- Your assignment
Every entry must appear in the answer exactly as written.
Start of Data for processing
PR #571, opened 2026-04-29
Release tracking PR: `electrsd 0.38.1`

tcharding:
We released a typo in the `electrsd` manifest. Requires release to push the changes to crates.io

Fix the typo, bump the version number, and add a changelog entry.

PR #542, opened 2026-04-08
Import `electrsd` and rename `corepc-node` back to `bitcoind`

tcharding:
Just so its clear. Here we import `electrsd` and bump the version so we can release it. We also re-name `corepc-node` back to the original name `bitcoind` and bump the version so it can be released also.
End of Data for processing
- Answer to the exercise
PR #571, opened 2026-04-29
Release tracking PR: `electrsd 0.38.1`

tcharding:
We released a typo in the `electrsd` manifest. Requires release to push the changes to crates.io

Fix the typo, bump the version number, and add a changelog entry.

PR #542, opened 2026-04-08
Import `electrsd` and rename `corepc-node` back to `bitcoind`

tcharding:
Just so its clear. Here we import `electrsd` and bump the version so we can release it. We also re-name `corepc-node` back to the original name `bitcoind` and bump the version so it can be released also.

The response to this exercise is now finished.